» Assigned task:
Look through the data below. Collect every line where the word "takes" occurs.
[The records Boundary: Start]
PR #419, opened 2026-09-20
Composite display-referred surfaces past the tone curve

### LINKED ISSUE #382: WidgetComponent texture capture applies a non-linear tone curve, crushing dark colours (64 -> 35)
## Summary

Colours rendered through `WidgetComponent` arrive darker than the widget
painted them, and the loss is much worse for dark tones. A flat
`ColoredBox(color: grey)` hosted in a `WidgetComponent`, rendered by a
`SceneView`, and read back with `RenderRepaintBoundary.toImage` comes back:

| input grey | output | ratio |
|---|---|---|
| 255 | 240 | 0.941 |
| 187 | 180 | 0.963 |
| 128 | 116 | 0.906 |
| 64 | 35 | 0.547 |

The ratio is not constant, so this is not a uniform dimming a brightness
multiplier could correct. It collapses toward black, which is the usual
signature of an sRGB/linear mismatch somewhere between the widget
rasterization and the sampled texture.

## What we ruled out

- **The material.** Binding the identical captured texture to an opaque
  `UnlitMaterial` (`alphaMode = AlphaMode.opaque`) instead of the alpha-blended
  material `WidgetComponent` creates by default gives byte-identical output at
  all four inputs. The colour is already wrong when it is bound.
- **The platform.** Reproduced identically on macOS (Impeller) and on the web
  WebGL2 backend, which are separate implementations.
- **The machine.** Reproduced exactly, same four output values, on two
  machines with different CPU architectures and on Flutter 3.47.1 and 3.47.2.
- **Application code.** The reproduction below involves none: the inputs are a
  `ColoredBox` and a size.

## Reproduction

flutter_scene 0.22.2, Flutter 3.47.1 and 3.47.2, macOS Impeller and web
WebGL2. (0.22.2 rather than 0.23.0 because on 0.23.0 `WidgetComponent` draws
nothing at all for us, on both backends, which may deserve its own issue.)

The integration test below is self-contained (about sixty lines): for each
grey in {255, 187, 128, 64} it hosts a flat `ColoredBox` in a
`WidgetComponent` with `pixelRatio: 1`, renders it through a `SceneView`,
reads the pixels back with `toImage`, and takes the modal colour. It asserts
every output/input ratio stays above 0.85, and fails today at input 64 with
0.547.

Expected: a widget hosted in a `WidgetComponent` keeps its colours, the way
the same widget does when painted directly.

Actual: the table above.

## Why it matters

Any UI textured through `WidgetComponent` is hit hardest exactly where text
and line work live, near black. In our case near-black digits (value 27)
arrive at 2, on an otherwise pixel-faithful render.

## The test

<details>
<summary>texture_tone_test.dart, self-contained</summary>

```dart
import 'dart:typed_data';
import 'dart:ui' as ui;

import 'package:flutter/material.dart';
import 'package:flutter/rendering.dart';
import 'package:flutter_scene/scene.dart';
import 'package:flutter_test/flutter_test.dart';
import 'package:integration_test/integration_test.dart';
import 'package:vector_math/vector_math.dart' as vm;

void main() {
  IntegrationTestWidgetsFlutterBinding.ensureInitialized();

  testWidgets('measure what the texture path does to a colour', (tester) async {
    await tester.pumpWidget(const SizedBox());
    await Scene.initializeStaticResources();
    expect(Scene.isReadyToRender, isTrue,
        reason: 'without a GPU this measures nothing');

    /// Renders a flat [input] through a widget surface and returns the most
    /// common colour that comes back.
    Future<int> through(Color input, {bool opaque = false}) async {
      final scene = Scene();
      // Same capture either way. The only variable is the material the
      // texture is bound to, which separates a capture-side transform from a
      // sampling-side one: WidgetComponent owns an alpha-blended UnlitMaterial
      // when none is given, and blending is the obvious suspect for a
      // brightness change that worsens toward black.
      final surface = WidgetComponent(
        child: ColoredBox(color: input),
        size: const Size(200, 200),
        pixelRatio: 1,
        worldHeight: 2.0,
        update: WidgetUpdatePolicy.everyFrame,
        material: opaque
            ? (UnlitMaterial()..alphaMode = AlphaMode.opaque)
            : null,
      );
      scene.add(Node()..addComponent(surface));

      final key = GlobalKey();
      await tester.pumpWidget(MaterialApp(
        home: Scaffold(
          body: Center(
            child: RepaintBoundary(
              key: key,
              child: SizedBox(
                width: 200,
                height: 200,
                child: SceneView(
                  scene,
                  camera: PerspectiveCamera(
                    position: vm.Vector3(0, 0, 2.42),
                    target: vm.Vector3.zero(),
                  ),
                ),
              ),
            ),
          ),
        ),
      ));
      for (var i = 0; i < 20; i++) {
        await tester.pump(const Duration(milliseconds: 100));
      }

      final boundary =
          key.currentContext!.findRenderObject()! as RenderRepaintBoundary;
      late ByteData data;
      await tester.runAsync(() async {
        final image = await boundary.toImage();
        data = (await image.toByteData(format: ui.ImageByteFormat.rawRgba))!;
        image.dispose();
      });

      // The quad does not fill the box exactly, so take the mode rather than
      // a sample: the surface is the largest flat region.
      final counts = <int, int>{};
      for (var i = 0; i < data.lengthInBytes; i += 4) {
        final c = data.getUint32(i);
        counts[c] = (counts[c] ?? 0) + 1;
      }
      final top = counts.entries.reduce((a, b) => a.value >= b.value ? a : b);
      return top.key;
    }

    final ratios = <int, double>{};
    for (final v in const [255, 187, 128, 64]) {
      final input = Color.fromARGB(255, v, v, v);

      final blended = await through(input);
      final br = (blended >> 24) & 0xFF;
      ratios[v] = br / v;

      final opaque = await through(input, opaque: true);
      final orr = (opaque >> 24) & 0xFF;

      // ignore: avoid_print
      print('TONE in=$v  blend=$br (${(br / v).toStringAsFixed(3)})  '
          'opaque=$orr (${(orr / v).toStringAsFixed(3)})');
    }

    // Measured 2026-08-26 on flutter_scene 0.22.2:
    //   255 -> 240 (0.941), 187 -> 180 (0.963), 128 -> 116 (0.906),
    //    64 ->  35 (0.547)
    //
    // The ratio is not constant, so this is not a uniform dimming. It
    // collapses in the dark tones, which is the signature of a colour space
    // mismatch, and it is why the board's near-black digits arrive at 2
    // instead of 27.
    //
    // These assertions FAIL today on purpose. They describe what a correct
    // texture path would do, and the gap between them and the numbers above
    // is the defect. Do not relax them to make the suite green; that would
    // delete the only measurement of this.
    for (final entry in ratios.entries) {
      expect(entry.value, greaterThan(0.85),
          reason: 'input ${entry.key} came back at '
              '${(entry.value * 100).toStringAsFixed(0)} percent. The texture '
              'path is crushing this tone. Dark values suffer most, so digits '
              'and gridlines are affected more than the board surface.');
    }
  }, timeout: const Timeout(Duration(minutes: 8)));
}

```

</details>

bdero:
Resolves #382.

A captured widget is display-referred, but the renderer treated it as scene-referred radiance, so the tone mapping operator transformed it on the way out. The issue attributes the loss to an sRGB/linear mismatch in the capture path, but that path cancels exactly; the whole table is PBR Neutral's black-point term, which costs a near-black widget most of its value.

`Material.displayReferred` marks a surface whose color is already final. Those draws leave the opaque and translucent buckets for a layer drawn after the scene against its depth attachment, which a new display step composites onto the resolved image. `WidgetComponent` turns it on for the material it owns, so a captured widget keeps its colors by default; a widget bound to a material you supply is unchanged.

Pre-compensating by the inverse tone curve was the other candidate and does not work. The operators gamut-map, so saturated colors have no non-negative pre-image and come back worse than doing nothing (pure red renders as a washed pink). Compositing past the curve is exact for every color under every operator instead.


packages/flutter_scene/lib/src/render/display_referred_pass.dart
```diff
@@ -0,0 +1,102 @@
...
+
+/// Render-graph blackboard key for the display-referred layer [ScenePass]
+/// draws, which [DisplayReferredCompositePass] blends onto the resolved image.
+const String kDisplayReferredBlackboardKey = 'display_referred_color';
+
+/// Whether the scene holds a visible display-referred surface (see
+/// [Material.displayReferred]), which the frame pays the extra layer for.
+bool sceneHasDisplayReferred(RenderScene renderScene) {
+  for (final item in renderScene.items) {
+    if (item.visible && item.material.displayReferred) return true;
```
bdero: [P1] Include LOD materials in the activation scan

`SceneEncoder` selects `LodLevel.material`, but this scan only checks the highest-detail fallback `item.material`. If level 0 is scene-referred and the selected lower level is display-referred, the encoder removes that draw from both ordinary buckets while `displayReferredActive` stays false, so neither the layer nor composite runs and the object disappears. Scan the LOD materials too, ideally using the same per-view eligibility rules as the encoder.

packages/flutter_scene/lib/src/render/scene_pass.dart
```diff
@@ -426,6 +448,7 @@ class ScenePass extends RenderGraphPass {
         );
       }
       rendererSubmissions.submit(commandBuffer);
+      _encodeDisplayReferredLayer(context, encoder, depth, width, height);
```
bdero, line 458: [P1] Do not composite a jittered layer after TAA

When TAA is active this encoder was constructed with `currentJitteredViewProjection`. Flushing the display records here therefore produces a current-frame jittered layer, but TAA only resolves `kSceneColorBlackboardKey` and the layer is composited afterward. The widget will shift by the jitter every frame and its occlusion edge will not align with the resolved scene. Render this layer with an unjittered projection/depth path or include it in the temporal resolve.

packages/flutter_scene/lib/src/scene.dart
```diff
@@ -3240,6 +3246,15 @@ base class Scene implements SceneGraph {
       );
     }
 
+    // Display-referred surfaces composite after anti-aliasing so crisp UI is
```
bdero: [P2] Preserve edge antialiasing outside MSAA

This composite runs after FXAA/SMAA/TAA, while `_encodeDisplayReferredLayer` multisamples only when `_enableMsaa` is true. In every non-MSAA mode the layer's 3D silhouette is single-sampled and no later pass antialiases it, contrary to the `DisplayReferredCompositePass` comment. Rotated widget surfaces will gain jagged edges. Give the layer coverage antialiasing in these modes or place its silhouette before the selected antialiasing pass.

bdero (commented):
Found correctness gaps in LOD activation and TAA, plus unsupported antialiasing, debug, persistence, and CI cases. Details are inline.

packages/flutter_scene/shaders/flutter_scene_unlit.frag
```diff
@@ -46,12 +49,23 @@ void main() {
   // Linearize the sRGB-encoded base color so what we write to the
   // floating-point scene-color target is linear; the tone-mapping resolve
   // pass applies display encoding. Output is premultiplied by alpha.
-  vec3 rgb = SRGBToLinear(base.rgb) * vertex_color.rgb * frag_info.color.rgb;
+  //
+  // A display-referred surface skips that: it draws into the display-referred
+  // layer, which is composited after the resolve has already encoded, so its
+  // texel has to arrive unchanged.
+  bool display_referred = frag_info.display_referred > 0.5;
+  vec3 decoded = display_referred ? base.rgb : SRGBToLinear(base.rgb);
```
bdero, line 57: [P2] Keep debug inputs linear

`rgb` is display-encoded in this branch, but below it is assigned to `material.base_color`, and `DebugSurfaceOutput` treats that field as linear and calls `DebugColor`. A base-color or validation view will encode display-referred colors a second time, so 0.5 becomes about 0.735. Convert the composed display color back to linear for `MaterialInputs` while keeping `shaded` display-encoded.

packages/flutter_scene/lib/src/components/widget_component.dart
```diff
@@ -67,6 +67,7 @@ class WidgetComponent extends Component {
     Geometry? geometry,
     Material? material,
     void Function(gpu.Texture texture)? bind,
+    this.displayReferred = true,
```
bdero, line 70: [P2] Persist the widget setting

`WidgetCodec` serializes the configurable owned-surface fields but has no `displayReferred` field, and `create()` never reads one. A scene that opts out with `displayReferred: false` cannot round-trip this behavior and reloads with the new `true` default. Add it to the component schema and its round-trip test.

packages/flutter_scene/lib/src/material/unlit_material.dart
```diff
@@ -65,6 +65,21 @@ class UnlitMaterial extends Material {
...
+  /// resolved image, so an authored color arrives on screen unchanged. Use it
+  /// for captured widgets and other UI textured into the scene;
+  /// `WidgetComponent` sets it on the material it owns. The surface keeps its
+  /// depth test against the scene but takes no exposure, grading, tone
+  /// mapping, fog or bloom, and does not order against translucent geometry.
+  ///
+  /// With this set, [baseColorFactor] multiplies in display space rather than
+  /// linear space.
+  @override
+  bool displayReferred = false;
```
bdero, line 81: [P2] Persist the material setting

`_serializeUnlit` and `_unlit` do not write or read this flag. A display-referred `UnlitMaterial` saved as an fscene resource reloads scene-referred and silently changes both its render bucket and color. Add a boolean property with a false default and a round-trip test.

examples/smoke_render/integration_test/display_referred_fidelity_test.dart
```diff
@@ -0,0 +1,150 @@
+// Colour fidelity of a display-referred surface (issue #382). A flat sRGB
```
bdero: [P2] Wire this test into the smoke matrix

Every GitHub and Codemagic smoke job explicitly targets `integration_test/smoke_test.dart`, so none discovers this new file. It will not run in CI despite being the only pixel-level test for this feature. Fold it into `smoke_test.dart` or add this target to every backend job.

packages/flutter_scene/lib/src/render/display_referred_pass.dart
bdero: Fixed in b242c641. The scan now counts any level's material. The selected level depends on the view, which isn't knowable there, so it over-activates (an unused layer) rather than risk routing a draw out of both buckets.

packages/flutter_scene/lib/src/render/scene_pass.dart
bdero: Fixed in b242c641. The layer draws through a separate unjittered transform the encoder swaps in for that flush only, so culling and screen bounds stay on the scene's own frustum. Its depth test still runs against the jittered scene depth, which costs sub-pixel accuracy at the occlusion edge; noted in the code.

packages/flutter_scene/lib/src/scene.dart
bdero: Fixed in b242c641. The composite's placement is now conditional: after anti-aliasing under MSAA, before FXAA/SMAA otherwise. Non-MSAA modes trade some softening of the UI for a smoothed silhouette. The pass comment described the MSAA case as if it were universal and now says both.

packages/flutter_scene/shaders/flutter_scene_unlit.frag
bdero: Fixed in b242c641. The composed display color is converted back to linear before filling MaterialInputs, leaving `shaded` display-encoded.

packages/flutter_scene/lib/src/components/widget_component.dart
bdero: Fixed in b242c641. Added to the component schema with a true default matching the constructor, so an opt-out persists and an absent property does not flip. Round-trip coverage in ui_codecs_test.dart.

packages/flutter_scene/lib/src/material/unlit_material.dart
bdero: Fixed in b242c641. Written only when set and read back with a false default, with a round-trip test in test/fscene/unlit_display_referred_test.dart.

examples/smoke_render/integration_test/display_referred_fidelity_test.dart
bdero: Fixed in b242c641. Folded into smoke_test.dart rather than added as a target, so every backend job picks it up. It reuses the mutate-and-repump pattern from the depth_pairing test and runs fewer frames on Android.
[The records Boundary: End]
» Output for this task:
reads the pixels back with `toImage`, and takes the modal colour. It asserts
+  /// depth test against the scene but takes no exposure, grading, tone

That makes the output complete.